■ **TASK STATEMENT**
Check each line of the entries below for the word "else", then state how many lines have it and nothing more.

■ **DATASET RECORDS**
———

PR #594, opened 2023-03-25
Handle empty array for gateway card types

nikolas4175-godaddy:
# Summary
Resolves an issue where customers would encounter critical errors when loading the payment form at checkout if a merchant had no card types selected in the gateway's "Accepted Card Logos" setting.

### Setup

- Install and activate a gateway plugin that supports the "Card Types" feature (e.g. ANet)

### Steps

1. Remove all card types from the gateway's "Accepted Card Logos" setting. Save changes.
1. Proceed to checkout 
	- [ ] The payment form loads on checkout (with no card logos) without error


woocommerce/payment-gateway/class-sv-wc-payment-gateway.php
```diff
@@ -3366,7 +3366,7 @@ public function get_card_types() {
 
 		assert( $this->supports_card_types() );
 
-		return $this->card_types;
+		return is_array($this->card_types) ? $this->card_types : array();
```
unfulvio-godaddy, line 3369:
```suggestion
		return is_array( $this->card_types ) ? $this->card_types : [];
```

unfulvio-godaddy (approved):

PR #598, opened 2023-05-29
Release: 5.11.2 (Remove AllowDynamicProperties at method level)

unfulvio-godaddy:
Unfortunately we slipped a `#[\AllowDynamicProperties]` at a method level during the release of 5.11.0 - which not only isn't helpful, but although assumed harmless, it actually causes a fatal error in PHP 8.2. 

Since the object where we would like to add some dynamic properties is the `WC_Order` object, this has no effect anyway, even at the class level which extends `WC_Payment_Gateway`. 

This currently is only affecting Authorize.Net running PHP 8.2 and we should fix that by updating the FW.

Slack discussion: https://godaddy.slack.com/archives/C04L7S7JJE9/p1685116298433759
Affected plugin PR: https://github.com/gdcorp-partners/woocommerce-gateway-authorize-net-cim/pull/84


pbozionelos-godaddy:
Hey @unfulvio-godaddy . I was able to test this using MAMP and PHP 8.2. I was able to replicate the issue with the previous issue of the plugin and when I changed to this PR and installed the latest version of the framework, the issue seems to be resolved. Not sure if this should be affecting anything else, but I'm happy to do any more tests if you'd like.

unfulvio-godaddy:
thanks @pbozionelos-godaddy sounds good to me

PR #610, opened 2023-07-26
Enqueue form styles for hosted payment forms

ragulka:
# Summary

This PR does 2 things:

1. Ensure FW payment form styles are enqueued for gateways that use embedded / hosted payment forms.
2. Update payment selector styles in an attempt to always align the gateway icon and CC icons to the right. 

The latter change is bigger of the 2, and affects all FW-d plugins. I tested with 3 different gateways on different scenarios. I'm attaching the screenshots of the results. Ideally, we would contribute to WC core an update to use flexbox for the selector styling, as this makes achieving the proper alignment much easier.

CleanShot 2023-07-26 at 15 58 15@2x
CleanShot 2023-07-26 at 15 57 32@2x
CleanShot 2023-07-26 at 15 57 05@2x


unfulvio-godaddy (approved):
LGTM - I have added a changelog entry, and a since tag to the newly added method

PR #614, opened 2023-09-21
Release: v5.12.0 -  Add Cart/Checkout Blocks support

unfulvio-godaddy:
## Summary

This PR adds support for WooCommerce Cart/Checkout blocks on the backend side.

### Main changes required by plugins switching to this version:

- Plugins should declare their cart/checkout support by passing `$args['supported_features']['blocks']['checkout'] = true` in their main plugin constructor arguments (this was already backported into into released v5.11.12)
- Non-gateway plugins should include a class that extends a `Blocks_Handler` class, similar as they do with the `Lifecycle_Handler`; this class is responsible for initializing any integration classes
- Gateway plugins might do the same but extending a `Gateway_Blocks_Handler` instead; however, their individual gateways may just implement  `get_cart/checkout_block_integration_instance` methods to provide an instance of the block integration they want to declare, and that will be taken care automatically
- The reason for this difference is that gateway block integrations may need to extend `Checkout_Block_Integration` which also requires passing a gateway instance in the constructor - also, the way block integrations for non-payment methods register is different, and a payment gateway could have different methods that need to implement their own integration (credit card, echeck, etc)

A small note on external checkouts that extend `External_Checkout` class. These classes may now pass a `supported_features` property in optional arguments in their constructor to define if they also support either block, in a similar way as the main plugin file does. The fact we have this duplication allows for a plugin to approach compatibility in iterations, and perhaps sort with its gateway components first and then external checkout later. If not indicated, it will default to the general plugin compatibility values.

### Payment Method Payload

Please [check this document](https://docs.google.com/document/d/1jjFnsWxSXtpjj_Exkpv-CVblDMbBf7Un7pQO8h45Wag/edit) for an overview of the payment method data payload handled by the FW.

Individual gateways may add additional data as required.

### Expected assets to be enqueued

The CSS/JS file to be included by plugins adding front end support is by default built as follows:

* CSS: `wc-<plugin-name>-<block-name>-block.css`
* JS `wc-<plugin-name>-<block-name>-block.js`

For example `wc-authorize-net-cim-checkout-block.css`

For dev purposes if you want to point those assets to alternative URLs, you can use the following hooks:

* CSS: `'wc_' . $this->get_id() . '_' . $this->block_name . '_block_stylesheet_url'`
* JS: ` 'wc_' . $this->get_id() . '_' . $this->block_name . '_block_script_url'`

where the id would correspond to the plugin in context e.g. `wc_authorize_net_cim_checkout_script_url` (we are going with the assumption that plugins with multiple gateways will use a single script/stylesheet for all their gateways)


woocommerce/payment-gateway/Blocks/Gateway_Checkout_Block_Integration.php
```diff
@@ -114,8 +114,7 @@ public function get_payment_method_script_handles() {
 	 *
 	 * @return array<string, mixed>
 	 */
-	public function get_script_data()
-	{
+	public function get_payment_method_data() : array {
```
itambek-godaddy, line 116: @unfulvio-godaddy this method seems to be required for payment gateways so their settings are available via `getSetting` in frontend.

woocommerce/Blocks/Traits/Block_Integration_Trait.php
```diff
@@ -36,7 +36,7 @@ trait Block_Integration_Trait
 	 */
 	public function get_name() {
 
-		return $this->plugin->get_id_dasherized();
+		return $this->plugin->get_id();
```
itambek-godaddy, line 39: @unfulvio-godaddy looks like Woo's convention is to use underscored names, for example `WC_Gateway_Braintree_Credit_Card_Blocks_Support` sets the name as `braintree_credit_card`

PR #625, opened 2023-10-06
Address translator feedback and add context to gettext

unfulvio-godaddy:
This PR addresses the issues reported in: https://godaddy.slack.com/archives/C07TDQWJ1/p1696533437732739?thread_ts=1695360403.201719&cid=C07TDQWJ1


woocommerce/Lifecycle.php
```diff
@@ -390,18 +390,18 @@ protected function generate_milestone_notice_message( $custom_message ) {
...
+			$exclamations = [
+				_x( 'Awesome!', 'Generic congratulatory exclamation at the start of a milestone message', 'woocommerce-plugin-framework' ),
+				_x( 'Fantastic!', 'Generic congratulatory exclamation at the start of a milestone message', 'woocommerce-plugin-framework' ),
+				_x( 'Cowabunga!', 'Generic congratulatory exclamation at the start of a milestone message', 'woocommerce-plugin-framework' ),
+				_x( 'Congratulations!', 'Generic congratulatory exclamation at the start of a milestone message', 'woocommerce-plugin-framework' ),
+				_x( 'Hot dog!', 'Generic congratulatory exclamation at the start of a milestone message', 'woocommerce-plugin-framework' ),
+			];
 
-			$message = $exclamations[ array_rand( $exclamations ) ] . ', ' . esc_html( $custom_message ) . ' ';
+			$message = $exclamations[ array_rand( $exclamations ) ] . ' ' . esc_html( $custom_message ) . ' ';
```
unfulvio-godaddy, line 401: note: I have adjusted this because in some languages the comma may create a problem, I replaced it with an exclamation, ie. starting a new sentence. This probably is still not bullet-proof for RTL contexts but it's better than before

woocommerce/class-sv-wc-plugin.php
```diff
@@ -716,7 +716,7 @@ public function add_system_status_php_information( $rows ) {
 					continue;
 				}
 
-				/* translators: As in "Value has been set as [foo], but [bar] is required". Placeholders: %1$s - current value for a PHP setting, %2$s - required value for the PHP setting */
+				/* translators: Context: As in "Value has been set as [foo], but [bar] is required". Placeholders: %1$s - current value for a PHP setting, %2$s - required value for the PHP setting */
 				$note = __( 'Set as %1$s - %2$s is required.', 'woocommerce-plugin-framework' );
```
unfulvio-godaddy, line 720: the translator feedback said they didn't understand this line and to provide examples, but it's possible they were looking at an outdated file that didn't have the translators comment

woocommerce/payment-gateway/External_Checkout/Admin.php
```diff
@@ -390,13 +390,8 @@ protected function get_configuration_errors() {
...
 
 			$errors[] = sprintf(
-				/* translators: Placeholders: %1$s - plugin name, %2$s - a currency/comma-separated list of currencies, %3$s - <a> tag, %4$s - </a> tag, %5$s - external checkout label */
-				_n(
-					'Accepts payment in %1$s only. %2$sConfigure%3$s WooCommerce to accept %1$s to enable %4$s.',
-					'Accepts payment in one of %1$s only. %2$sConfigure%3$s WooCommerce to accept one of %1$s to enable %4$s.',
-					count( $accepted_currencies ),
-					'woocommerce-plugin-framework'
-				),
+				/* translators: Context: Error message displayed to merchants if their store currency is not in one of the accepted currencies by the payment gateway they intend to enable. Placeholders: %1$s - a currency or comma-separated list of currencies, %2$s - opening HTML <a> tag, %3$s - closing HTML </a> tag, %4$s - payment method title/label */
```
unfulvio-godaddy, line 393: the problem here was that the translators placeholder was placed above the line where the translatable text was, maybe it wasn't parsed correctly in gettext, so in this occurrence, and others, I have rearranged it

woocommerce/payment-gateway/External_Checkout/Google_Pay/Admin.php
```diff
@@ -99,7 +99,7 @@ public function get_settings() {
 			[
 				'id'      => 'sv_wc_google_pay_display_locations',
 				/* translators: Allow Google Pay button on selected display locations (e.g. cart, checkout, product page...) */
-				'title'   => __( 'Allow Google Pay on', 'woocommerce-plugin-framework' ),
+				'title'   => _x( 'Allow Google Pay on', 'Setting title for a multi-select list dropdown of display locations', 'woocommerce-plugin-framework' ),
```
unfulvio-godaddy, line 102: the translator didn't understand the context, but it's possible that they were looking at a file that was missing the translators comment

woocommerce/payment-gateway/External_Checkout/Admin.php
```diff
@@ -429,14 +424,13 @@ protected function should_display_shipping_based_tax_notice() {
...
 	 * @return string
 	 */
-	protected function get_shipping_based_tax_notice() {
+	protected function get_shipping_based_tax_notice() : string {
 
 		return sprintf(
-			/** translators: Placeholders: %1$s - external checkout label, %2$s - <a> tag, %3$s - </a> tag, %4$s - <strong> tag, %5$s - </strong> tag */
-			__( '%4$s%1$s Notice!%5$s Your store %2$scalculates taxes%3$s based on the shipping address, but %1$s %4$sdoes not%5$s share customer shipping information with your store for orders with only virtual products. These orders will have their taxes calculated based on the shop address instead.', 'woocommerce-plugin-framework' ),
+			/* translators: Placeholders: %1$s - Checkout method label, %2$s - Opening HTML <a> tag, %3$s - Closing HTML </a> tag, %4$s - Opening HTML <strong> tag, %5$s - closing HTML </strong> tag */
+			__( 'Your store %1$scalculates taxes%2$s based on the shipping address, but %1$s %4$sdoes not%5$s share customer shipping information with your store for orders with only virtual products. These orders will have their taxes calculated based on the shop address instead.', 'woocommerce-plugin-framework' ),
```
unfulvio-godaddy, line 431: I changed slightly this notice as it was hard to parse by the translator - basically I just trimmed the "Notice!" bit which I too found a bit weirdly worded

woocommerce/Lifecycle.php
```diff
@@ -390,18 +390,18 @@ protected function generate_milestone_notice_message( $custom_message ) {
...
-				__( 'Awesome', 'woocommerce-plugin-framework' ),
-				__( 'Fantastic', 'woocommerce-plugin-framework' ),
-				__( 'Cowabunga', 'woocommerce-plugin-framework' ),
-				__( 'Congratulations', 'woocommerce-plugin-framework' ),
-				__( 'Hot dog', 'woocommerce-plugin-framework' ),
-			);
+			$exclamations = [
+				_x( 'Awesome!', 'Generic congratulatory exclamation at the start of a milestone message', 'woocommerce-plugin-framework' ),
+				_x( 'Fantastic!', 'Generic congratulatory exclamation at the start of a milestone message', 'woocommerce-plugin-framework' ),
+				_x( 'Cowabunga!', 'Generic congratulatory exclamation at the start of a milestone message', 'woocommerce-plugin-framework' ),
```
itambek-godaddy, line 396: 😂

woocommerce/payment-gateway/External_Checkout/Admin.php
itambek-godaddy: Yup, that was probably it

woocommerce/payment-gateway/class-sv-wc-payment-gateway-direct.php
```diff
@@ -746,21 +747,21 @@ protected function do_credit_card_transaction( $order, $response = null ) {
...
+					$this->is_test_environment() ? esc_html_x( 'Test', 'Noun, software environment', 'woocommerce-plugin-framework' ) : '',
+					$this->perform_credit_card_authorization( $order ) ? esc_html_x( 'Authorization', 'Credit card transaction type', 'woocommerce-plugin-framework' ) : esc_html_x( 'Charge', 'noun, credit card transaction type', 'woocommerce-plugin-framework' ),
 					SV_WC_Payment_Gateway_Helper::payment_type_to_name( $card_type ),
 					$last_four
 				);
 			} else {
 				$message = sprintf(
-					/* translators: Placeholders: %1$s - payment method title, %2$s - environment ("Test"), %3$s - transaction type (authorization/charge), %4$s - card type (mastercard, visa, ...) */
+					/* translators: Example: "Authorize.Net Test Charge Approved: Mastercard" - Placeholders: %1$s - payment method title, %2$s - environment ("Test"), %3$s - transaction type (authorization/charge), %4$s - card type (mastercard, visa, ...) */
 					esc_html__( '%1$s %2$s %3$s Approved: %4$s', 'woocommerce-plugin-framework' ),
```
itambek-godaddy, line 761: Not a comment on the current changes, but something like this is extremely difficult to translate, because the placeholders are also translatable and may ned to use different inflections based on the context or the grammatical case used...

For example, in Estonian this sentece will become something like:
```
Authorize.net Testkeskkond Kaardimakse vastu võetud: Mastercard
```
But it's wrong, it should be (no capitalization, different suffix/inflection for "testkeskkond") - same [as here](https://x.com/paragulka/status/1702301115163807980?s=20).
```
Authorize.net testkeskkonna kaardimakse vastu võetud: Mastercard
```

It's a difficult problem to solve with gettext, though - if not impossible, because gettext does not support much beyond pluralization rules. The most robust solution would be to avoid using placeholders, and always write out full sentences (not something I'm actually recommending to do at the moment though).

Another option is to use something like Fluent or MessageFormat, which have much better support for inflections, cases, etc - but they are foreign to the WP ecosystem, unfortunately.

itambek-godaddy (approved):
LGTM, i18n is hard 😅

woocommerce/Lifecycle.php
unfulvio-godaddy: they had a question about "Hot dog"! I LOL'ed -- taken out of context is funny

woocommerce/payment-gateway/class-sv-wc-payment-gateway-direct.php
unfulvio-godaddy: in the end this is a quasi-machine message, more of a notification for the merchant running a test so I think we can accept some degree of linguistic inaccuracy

———

■ **RESPONSE BELOW**
2